Further, the second rotating body 20 rotates, for example, at a rotation period T (=100 msec (10 Hz) or more and 200 msec (5 Hz) or less), (0/72)×T, (1/72)×T, (71 /72)×T and (72/72)×T, one cycle time is equally divided into 72 to control the display of the third light emitting element group L2A and the fourth light emitting element group L2B. Therefore, it is possible to switch the display state of the third light emitting element group L2A and the fourth light emitting element group L2B each time the second rotating body 20 rotates by 5° (360°/72).

For example, the position where the third light emitting element group L2A is first arranged is 45°, the position where the fourth light emitting element group L2B is arranged is 225°, and the transparent member 22 opens the second rotor 20. The positive direction of rotation is the counterclockwise direction when viewed from the side where the

At this time, in the third light emitting element group L2A, the blue light emitting elements of the unit light emitting elements C1 to C7 emit light at all rotation angles. In addition, in the fourth light emitting element group L2B, the blue light emitting elements of the unit light emitting elements D1 to D7 emit light at all rotation angles.
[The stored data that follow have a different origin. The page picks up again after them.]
PR #5028, opened 2022-09-13
cpu: Add the microcode version to the CPU device

superm1:
I swear this used to do it at one point, but I noticed it was missing recently.

Type of pull request:

- [x] Code fix
- [ ] Feature
- [ ] Documentation

### DIFF
--- a/plugins/msr/fu-plugin-msr.c
+++ b/plugins/msr/fu-plugin-msr.c
@@ -262,6 +262,10 @@ fu_plugin_msr_backend_device_added(FuPlugin *plugin, FuDevice *device, GError **
 	/* get microcode version */
 	if (device_cpu != NULL) {
 		guint32 ver_raw;
+		guint8 offset;
+
+		if (!fu_cpuid(0x1, NULL, NULL, NULL, NULL, error))
+			return FALSE;
 		if (!fu_udev_device_pread(FU_UDEV_DEVICE(device),
 					  PCI_MSR_IA32_BIOS_SIGN_ID,
 					  buf,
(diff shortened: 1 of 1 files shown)


hughsie:
Shouldn't this be done using CPUID? I think mixing and matching sysfs-provided and cpuid-provided is probably a recipe for confusion.

superm1:
> Shouldn't this be done using CPUID? I think mixing and matching sysfs-provided and cpuid-provided is probably a recipe for confusion.

Yeah, I double checked how it's supposed to be working.  The kernel issues a CPUID of 0x1 then reads the MSR.  I think we should be doing the same as a precaution.

Also it seems the kernel doesn't fetch 4 bytes in, but right afterwards.  The fixup I pushed seems to work.

hughsie:
In main I get:

    Current version:    0x000000f0

with this branch I get nothing on my Lenovo Intel CPU :(

plugins/msr/fu-plugin-msr.c
```diff
@@ -273,7 +276,7 @@ fu_plugin_msr_backend_device_added(FuPlugin *plugin, FuDevice *device, GError **
 		fu_dump_raw(G_LOG_DOMAIN, "IA32_BIOS_SIGN_ID", buf, sizeof(buf));
 		if (!fu_memread_uint32_safe(buf,
 					    sizeof(buf),
-					    0x4,
+					    0x0,
```
hughsie, line 279: ya, i need 0x0 on INTEL...

hughsie: On AMD is IA32_BIOS_SIGN_ID even valid?

superm1: Hmm.  It's the same MSR for both AMD and Intel (0x8b).
* AMD code in the kernel: https://github.com/torvalds/linux/blob/master/arch/x86/kernel/cpu/amd.c#L610
* Intel code in the kernel: https://github.com/torvalds/linux/blob/master/arch/x86/include/asm/microcode_intel.h#L56.

But yeah it looks like in the kernel it's off by 4 for Intel and AMD.  I'll push a fixup.

hughsie (approved):
Thanks!

PR #5031, opened 2022-09-13
Allow firmware files to apply quirks FIXME

hughsie:
Type of pull request:

- [ ] Code fix
- [X] Feature
- [ ] Documentation

### DIFF
--- a/data/firmware.quirk
+++ b/data/firmware.quirk
@@ -1,0 +1,5 @@
+# Gatkex EVB & HP Thunderbolt Dock G4
+[INTEL_THUNDERBOLT_NVM\DEV_0B26]
+IntelThunderboltNvmFamily=goshen-ridge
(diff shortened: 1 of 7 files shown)


hughsie:
@superm1 before I invest time in this, is the idea crazy or sane?

superm1:
IMO overkill.  Quirks are compiled into the resource files, so this type of stuff is going to save just a few lines of C code.

hughsie:
> IMO overkill

Ya, it feels *heavy*. It turns out that most of the GR usb4 docks all have the same device-id anyway....

superm1:
> > IMO overkill
> 
> Ya, it feels _heavy_. It turns out that most of the GR usb4 docks all have the same device-id anyway....

well they should.  The custom stuff is ID the OEM uses that goes in the NVM.

PR #5032, opened 2022-09-13
Add new plugin to display SMU firmware version on AMD APU/CPU

superm1:
This plugin is read-only, but can be used to tell what version of SMU firmware is installed.

This working is dependent upon:
https://patchwork.kernel.org/project/platform-driver-x86/patch/20220914141850.259-1-mario.limonciello@amd.com/

@jwrdegoede FYI so you can see the other half of this and how it's used.

Type of pull request:

- [ ] Code fix
- [x] Feature
- [ ] Documentation


plugins/amd-pmc/fu-amd-pmc-device.c
```diff
@@ -0,0 +1,73 @@
...
+	version =
+	    fu_udev_device_get_sysfs_attr(FU_UDEV_DEVICE(device), "smu_fw_version", &error_local);
+	if (version == NULL) {
+		if (g_error_matches(error_local, G_IO_ERROR, G_IO_ERROR_NOT_FOUND))
+			g_set_error_literal(error,
+					    FWUPD_ERROR,
+					    FWUPD_ERROR_NOT_SUPPORTED,
+					    "unsupported kernel version");
+		else
+			g_propagate_error(error, g_steal_pointer(&error_local));
```
hughsie, line 36: needs braces

hughsie: i also think it'd be clearer to just return FALSE early and unindent the g_propagate_error

hughsie: Maybe

    if (g_error_matches(error_local, G_IO_ERROR, G_IO_ERROR_NOT_FOUND)) {
        g_set_error_literal()
        return FALSE;
    }
    g_propagate_error()
    return FALSE;

seems more glibby.

superm1: Got it, thanks!

hughsie (approved):
LGTM, but maybe get the kernel ack from Hans before merging.

superm1:
> LGTM, but maybe get the kernel ack from Hans before merging.

Yeah.  Will leave it here until it's in his review tree.

superm1:
The kernel stuff is in hans review tree now. I'll merge this.

PR #5033, opened 2022-09-15
G14t compatibility

flying-elephant:
Type of pull request:

- [ ] Code fix
- [x] Feature
- [ ] Documentation


plugins/wacom-raw/fu-wacom-aes-device.c
```diff
@@ -253,6 +269,14 @@ fu_wacom_aes_device_write_firmware(FuDevice *device,
 						(gsize)i,
 						(gsize)chunks->len);
 	}
+
+	/* finalize the device */
+	if (!fu_wacom_aes_device_finalize_firmware(device, error)) {
+		return FALSE;
+	}
```
hughsie, line 276: no {} needed here

plugins/wacom-raw/fu-wacom-aes-device.c
```diff
@@ -220,6 +220,22 @@ fu_wacom_aes_device_write_block(FuWacomAesDevice *self,
 	return TRUE;
 }
 
+static gboolean
+fu_wacom_aes_device_finalize_firmware(FuDevice *device, GError **error)
```
hughsie, line 224: shouldn't this be fu_wacom_aes_device_detach() i.e. implementing the FuDevice->detach() vfunc?

plugins/wacom-raw/fu-wacom-device.c
```diff
@@ -132,16 +132,20 @@ fu_wacom_device_attach(FuDevice *device, FuProgress *progress, GError **error)
...
-		g_debug("already in runtime mode, skipping");
-		return TRUE;
-	}
-	if (!fu_wacom_device_set_feature(self, (const guint8 *)&req, sizeof(req), error)) {
-		g_prefix_error(error, "failed to switch to runtime mode: ");
-		return FALSE;
+	gboolean emr_device = fu_device_has_guid(device, "WacomEMR");
+
+	/* only EMR requires way back to runtime mode */
+	if (emr_device) {
```
hughsie, line 138: this should move to fu-wacom-emr-device.c -- if the aes and emr devices have different attach behaviours this should be moved into the subclassed functions.

plugins/wacom-raw/wacom-raw.quirk
```diff
@@ -134,4 +134,4 @@ GType = FuWacomEmrDevice
 GType = FuWacomAesDevice
 WacomI2cFlashBlockSize = 128
 WacomI2cFlashBaseAddr = 0x8000
-WacomI2cFlashSize = 0x24000
+WacomI2cFlashSize = 0x28000
```
hughsie, line 137: is this *all* AES panels?

plugins/wacom-raw/fu-wacom-aes-device.c
```diff
@@ -253,6 +269,14 @@ fu_wacom_aes_device_write_firmware(FuDevice *device,
 						(gsize)i,
 						(gsize)chunks->len);
 	}
+
+	/* finalize the device */
+	if (!fu_wacom_aes_device_finalize_firmware(device, error)) {
+		return FALSE;
+	}
+
+	g_usleep(500 * 1000);
```
superm1, line 278: what's this sleeping after the firmware is done writing for?  If it's real and not debugging, it needs a comment explaining it.

plugins/wacom-raw/fu-wacom-aes-device.c
flying-elephant: I"ll work on this.

plugins/wacom-raw/fu-wacom-aes-device.c
flying-elephant: Sure, that's possible.

plugins/wacom-raw/fu-wacom-device.c
flying-elephant: Yes, now they should have different process to get back to their boot loader. I'll separate out the functions for each EMR or AES; I'll create wacom_aes_attach and wacom_emr_attach subclasses.

plugins/wacom-raw/fu-wacom-aes-device.c
flying-elephant: I'll leave the comment for it.
The sleep is required for our AES firmwrae to get back to runtime mode.

superm1: I think you might want to be using `fu_device_get_acquiesce_delay` then instead

plugins/wacom-raw/wacom-raw.quirk
flying-elephant: available address for the latest AES, G14T, is expanded to 0x4000, so the maximum size is also required a change.
If this plug-in writes the firmware up to this address, the other generations than G14T, sends back an  error in order not to overwrite the address on them.

Is this current wacom-raw plugin to write up to "WacomI2CFlashSize" ? If so, I guess I have to modify the write part as well.
Then, I'd like to know where I should make modification on because chunks->len seems to be set somewhere else.

plugins/wacom-raw/fu-wacom-aes-device.c
flying-elephant: Thank you for your advice. 
I looked up a sample to use that function, but don't know how to set desired time on it.
Would you like to explain how I wait for 500msec with fu_device_get_acquiesce_delay?
Only I found an example was in fu-engine.c.

hughsie: I think the hardcoded delay is fine -- if the hardware cannot actually respond for that time. I think the acquiesce delay is only really useful for composite devices - it's certainly harder to explain for the single-device update. :)

flying-elephant (commented):
I changed the files on the previous review.
Please take a look at them again.

hughsie:
Closing in favour of https://github.com/fwupd/fwupd/pull/5048 -- @flying-elephant you have commit permission on that branch too.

7A and 7B are diagrams for explaining an example of image signal data supplied to the third rotator when displaying the image shown in FIG. 4. FIG.
In this example, the third rotating body 30 displays a stereoscopic image of the side of a green truncated cone.

Here, an example is shown in which the fifth light emitting element group L3A and the sixth light emitting element group L3B each include seven unit light emitting elements (E1-E7, F1-F7). The unit light emitting elements E1 to E7 are arranged side by side along the direction substantially parallel to the rotation axis AX on the inner surface of the transparent member 32 in order of E1, E2, . Similarly, the unit light emitting elements D1-D2 are arranged side by side in the order of D1, D2, . ing.

Further, the third rotating body 30 rotates, for example, at a rotation period T (=100 msec (10 Hz) or more and 200 msec (5 Hz) or less), (0/72)×T, (1/72)×T, (71 /72)×T, (72/72)×T, and the time of one period is equally divided into 72 to control the display of the fifth light emitting element group L3A and the sixth light emitting element group L3B. Therefore, it is possible to switch the display state of the fifth light emitting element group L3A and the sixth light emitting element group L3B each time the third rotating body 30 rotates by 5° (360°/72).

For example, the position where the fifth light emitting element group L3A is first arranged is 90°, the position where the sixth light emitting element group L3B is arranged is 270°, and the transparent member 32 opens the third rotor 30. The positive direction of rotation is the counterclockwise direction when viewed from the side where the

At this time, in the fifth light emitting element group L3A, the green light emitting elements of the unit light emitting elements E1 to E7 emit light at all rotation angles. Further, in the sixth light emitting element group L3B, the green light emitting elements of the unit light emitting elements F1 to F7 emit light at all rotation angles.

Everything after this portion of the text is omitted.